# Tank jewels.



## ZE52414 (Sep 15, 2017)

Looking for a set of Og glass Schwinn tank jewels. Not exactly sure how much these are. Let me know! Thank you


----------



## Rust_Trader (Sep 15, 2017)

AutoCycle tank? Prolly 1500-2000


----------



## ZE52414 (Sep 15, 2017)

Rust_Trader said:


> AutoCycle tank? Prolly 1500-2000



Yea autocycle. Are you F$&&ing kidding me???


----------



## ZE52414 (Sep 15, 2017)

Rust_Trader said:


> AutoCycle tank? Prolly 1500-2000



I'm talking just the glass reflectors! I really hope your talking about the entire tank


----------



## Obi-Wan Schwinnobi (Sep 15, 2017)

I dropped 750 for my set


Sent from my iPhone using Tapatalk


----------



## ZE52414 (Sep 15, 2017)

Obi-Wan Schwinnobi said:


> I dropped 750 for my set
> 
> 
> Sent from my iPhone using Tapatalk



Dang. I was hoping someone would say 2-300. Shiiiiit is cray cray! Big boy bikes are pricey


----------



## Obi-Wan Schwinnobi (Sep 15, 2017)

ZE52414 said:


> Dang. I was hoping someone would say 2-300. Shiiiiit is cray cray! Big boy bikes are pricey




There is always the plastic ones.. 50 to 100 on them


Sent from my iPhone using Tapatalk


----------



## ZE52414 (Sep 15, 2017)

It has the plastic ones, but I'm wanting the real deal!  May have to keep the plastic ones for longer than planned. 


Obi-Wan Schwinnobi said:


> There is always the plastic ones.. 50 to 100 on them
> 
> 
> Sent from my iPhone using Tapatalk


----------



## jkent (Sep 15, 2017)

I think I remember someone telling me that they found some old bicycle mirrors that had the orange glass reflectors on the back of them and that is what they used to retrofit them into a AC tank. Has anyone here ever tried that or heard of it?
JKent


----------



## jkent (Sep 15, 2017)

ZE52414 said:


> Dang. I was hoping someone would say 2-300. Shiiiiit is cray cray! Big boy bikes are pricey




LMAO
That was funny! Can somebody say " Sticker Shock" ?
JKent


----------



## ZE52414 (Sep 15, 2017)

jkent said:


> LMAO
> That was funny!
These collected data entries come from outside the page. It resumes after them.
Issue #2448, opened 2023-03-03
Make build and CI more contributor friendly


chalin:
Tasks:

- [x] #2445
- [x] #2504
- [x] #3747
- [x] Consider GH action on push, or something similar, for the **refcache**; although the following might be better:
  #2388
- [x] Check for use of external links to site-local pages.
  Related: #2497

Related (CI enhanced checks):

- Check spelling via GH action? - #948
- #2387

chalin:
All done, closing.

PR #2449, opened 2023-03-03
PR-actions workflow with support for `/fix:format`

chalin:
- A first attempt at a comment-triggerable bot action to reformat files in a PR.
- Contributes to #2448

### DIFF
--- a/.github/workflows/pr-actions.yml
+++ b/.github/workflows/pr-actions.yml
@@ -1,0 +1,46 @@
+name: PR actions
+
+on:
+  issue_comment:
+    types: [created]
+
+jobs:
+  fix-format:
+    name: /fix:format
+    runs-on: ubuntu-latest
+
+    if: |
+      github.event.issue.pull_request &&
+      contains(github.event.comment.body, '/fix:format')
+    permissions:
+      contents: write
+
+    env:
+      PR_NUM: ${{ github.event.issue.number }}
+      COMMENT: ${{ github.event.comment.body }}
+
+    steps:
+      - name: Context info
+        run: |
+          echo $PR_NUM
+          echo $COMMENT
+
+      - uses: actions/checkout@v3
+
+      - run: gh pr checkout $PR_NUM
+        env:
+          GH_TOKEN: ${{ github.token }}
+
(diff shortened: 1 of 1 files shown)


chalin:
Dunno if it'll trigger on this PR. Here goes ... 
/fix:format

chalin:
Hey @trask: what's the best way to test & debug new GH actions (that trigger on comments) like the one in this PR?

trask:
push the PR to the `main` branch on your fork, then open a PR on your fork (targeting `main` on your fork as opposed to targeting the otel repo), then comment on that PR

btw, we have similar here: https://github.com/open-telemetry/opentelemetry-java-instrumentation/blob/main/.github/workflows/comment-driven-automation.yml

the problem which I don't have solution for yet is that when it pushes the commit back to the PR, it doesn't trigger workflow, and the only way to trigger workflow is to manually close and re-open the PR, e.g. https://github.com/open-telemetry/opentelemetry-java-instrumentation/pull/7881#issuecomment-1440887920

chalin:
Oh, very cool that y'all have a script like that already. Thanks for guidance @trask, and the heads up regarding the (non-)triggering issue.

chalin:
@cartermp @svrnm (cc @trask): this is ready for review. It's a first cut, but it's functional. 

I tested it from another repo. As mentioned in [Commits made by this Action do not trigger new Workflow runs](https://github.com/stefanzweifel/git-auto-commit-action#commits-made-by-this-action-do-not-trigger-new-workflow-runs):

> The resulting commit will not trigger another GitHub Actions Workflow run.

But we can always manually re-trigger the "Check format" action. Maybe we'll find a better solution down the line.

cartermp (approved):

cartermp:
Let's go with this for now and we can adjust if needed!

chalin:
@cartermp - FYI, I've tested the workflow and it goes through all the paces but the pushed commit doesn't make it back into the PR 🤷🏼‍♂️. I'll investigate as soon as I can, but it might not be until late next week.

chalin:
@cartermp - hey, it did work! Just took longer than I expected 🤷🏼‍♂️.

Issue #2457, opened 2023-03-07
Sampling doc: describe head sampling


cartermp:
Explain it, the benefits, how to use it, etc. Elaborate on comparing it to tail sampling.

PR #2463, opened 2023-03-08
Add head sampling section + elaborate tail sampling

cartermp:
Fixes https://github.com/open-telemetry/opentelemetry.io/issues/2457

This still leaves our sampling docs in a very, very incomplete state. But in the name of incremental progress, here's something.

Preview: https://deploy-preview-2463--opentelemetry.netlify.app/docs/concepts/sampling/

### DIFF
--- a/content/en/docs/concepts/sampling/index.md
+++ b/content/en/docs/concepts/sampling/index.md
@@ -73,10 +73,10 @@ within them are sampled. For this, you need Tail Sampling.
 
 ## Tail Sampling
 
-Tail Sampling is where the decision to sample a trace happens _after_ all the
-spans in a request have been completed. Tail Sampling gives you the option to
-sample your traces based on specific criteria, which isn’t an option with Head
-Sampling.
+Tail Sampling is where the decision to sample a trace takes place by considering
+all or most of the spans within the trace. Tail Sampling gives you the option to
+sample your traces based on specific criteria derived from different parts of a
+trace, which isn’t an option with Head Sampling.
 
 ![Illustration shows how spans originate from a root span. After the spans are complete, the tail sampling processor makes a sampling decision.](tail_sampling_process.png)
 
@@ -85,7 +85,8 @@ Some examples of how you can use Tail Sampling include:
 - Always sampling traces that contain an error
 - Sampling traces based on overall latency
 - Sampling traces based on the presence or value of specific attributes on one
-  or more spans in a trace; for example, sampling more traces originating from a newly deployed service
+  or more spans in a trace; for example, sampling more traces originating from a
+  newly deployed service
 - Applying different sampling rates to traces based on certain criteria
 
 As you can see, Tail Sampling allows for a much higher degree of sophistication.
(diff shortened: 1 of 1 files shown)


content/en/docs/concepts/sampling/index.md
```diff
@@ -30,18 +30,93 @@ want to sample. You might want to customize your sampling strategy to:
...
+
+As you can see, Tail Sampling allows for a much higher degree of sophistication.
+For larger systems that must sample telemetry, it is almost always necessary to
+use Tail Sampling to balance data volume with usefulness of that data.
+
+There are three primary downsides to Tail Sampling today:
+
+- Tail Sampling can be difficult to implement. Depending on the kind of sampling
+  techniques available to you, it is not always a "set and forget" kind of
+  setting. As your systems change, so too will your sampling strategies. For a
```
kentquirk, line 100:
```suggestion
  thing. As your systems change, so too will your sampling strategies. For a
```

content/en/docs/concepts/sampling/index.md
```diff
@@ -30,18 +30,93 @@ want to sample. You might want to customize your sampling strategy to:
...
+  large and sophisticated distributed system, rules that implement sampling
+  strategies can also be large and sophisticated
```
kentquirk, line 102:
```suggestion
  strategies can also be large and sophisticated.
```

chalin (commented):
I'd avoid capitalizing "head sampling" and "tail sampling" (unless the context asks for it like a heading or the start of a sentence).

content/en/docs/concepts/sampling/index.md
```diff
@@ -30,18 +30,93 @@ want to sample. You might want to customize your sampling strategy to:
...
+state that they are "sampling out data" or that data not processed or exported
+is considered "sampled". These are incorrect statements.
+
+## Head Sampling
+
+Head sampling is a sampling technique used to make a sampling decision as early
+as possible. A decision to sample or drop a span or trace is not made by
+inspecting the trace as a whole.
+
+For example, the most common form of head sampling is Consistent Probability
```
svrnm, line 54: can we link to the spec of Consistent Probability Sampling here?

svrnm (approved):
non-blocking comment, great addition:)

content/en/docs/concepts/sampling/index.md
cartermp: Doneski!

cartermp:
Hmmm, after I hit the button I wondered if the head sampling bit should not use the Consistent Probability sampler terminology, since technically SDKs don't implement this yet.

...but, like, the concept is still the same from the perspective of an end-user. Deterministically taking a fraction of traces is what both do, but the CPS propagates metadata that tells you information about the total population that the sample comes from. This makes the CPS superior because it lets a telemetry backend re-weight counts so that any aggregation you derive from tracing data (like total # of requests) is actually correct w.r.t. the total population compared to the sample.

...anyways, I'm really not too worried at the moment, as it's easy enough to change. Frankly this is the direction all the head samplers should be heading anyways.

jmacd (commented):
LGTM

Can somebody say " Sticker Shock" ?
> JKent



Lmao.


----------



## Kramai88 (Sep 15, 2017)

Hey Z don't ask about the rear reflector it's plastic too. Don't think your heart could take it. Lmao


Sent from my iPad using Tapatalk


----------



## Rust_Trader (Sep 15, 2017)

Obi-Wan Schwinnobi said:


> I dropped 750 for my set
> 
> 
> Sent from my iPhone using Tapatalk





That's was super cheap. I seen deals for double that.


----------



## ZE52414 (Sep 15, 2017)

Kramai88 said:


> Hey Z don't ask about the rear reflector it's plastic too. Don't think your heart could take it. Lmao
> 
> 
> Sent from my iPad using Tapatalk



What am I getting myself into! Are you sure they are plastic!? Lmao


----------



## jkent (Sep 16, 2017)

So what would a complete 1935 jewel tank be priced at? $4,000 +


----------



## markivpedalpusher (Sep 16, 2017)

The age old saying it depends on supply and demand at any given time.
And the value range is wide depending on condition, original paint, original decals etc. With all the variables in mind in the market today I believe the range could be 1500-3500.
3,500 being a killer complete original paint tank with graphics. And Jewel tanks didn't come out until 36.


----------



## ZE52414 (Sep 16, 2017)

markivpedalpusher said:


> The age old saying it depends on supply and demand at any given time.
> And the value range is wide depending on condition, original paint, original decals etc. With all the variables in mind in the market today I believe the range could be 1500-3500.
> 3,500 being a killer complete original paint tank with graphics. And Jewel tanks didn't come out until 36.



I'm just needing the glass jewels. I would trade my plastic ones for the glass


----------



## markivpedalpusher (Sep 16, 2017)

Gotcha same theory applies glass jewels 500-1500 anybody's guess.


----------



## catfish (Sep 16, 2017)

ZE52414 said:


> I'm just needing the glass jewels. I would trade my plastic ones for the glass




Good luck with that.


----------



## ZE52414 (Sep 19, 2017)

jkent said:


> I think I remember someone telling me that they found some old bicycle mirrors that had the orange glass reflectors on the back of them and that is what they used to retrofit them into a AC tank. Has anyone here ever tried that or heard of it?
> JKent


----------



## Bikermaniac (Nov 12, 2017)

https://thecabe.com/forum/threads/original-glass-autocycle-jewel-tank-reflector.120974/


----------



## bobcycles (Nov 12, 2017)

jkent said:


> I think I remember someone telling me that they found some old bicycle mirrors that had the orange glass reflectors on the back of them and that is what they used to retrofit them into a AC tank. Has anyone here ever tried that or heard of it?
> JKent




about the same size...but you need the 'notches' the originals or repros have...to fit in the tank


----------



## Freqman1 (Nov 13, 2017)

bobcycles said:


> about the same size...but you need the 'notches' the originals or repros have...to fit in the tank



I don't believe the mirror reflectors say "Schwinn" on them either. V/r Shawn


----------



## ZE52414 (Nov 13, 2017)

Freqman1 said:


> I don't believe the mirror reflectors say "Schwinn" on them either. V/r Shawn



They do not say Schwinn. They are a bit to big. I've been filing them down for fit up. Being careful. Next step is adding the notches. But this has been pushed way back. Not really in a hurry to get it done. This is one bike I know isn't going anywhere


----------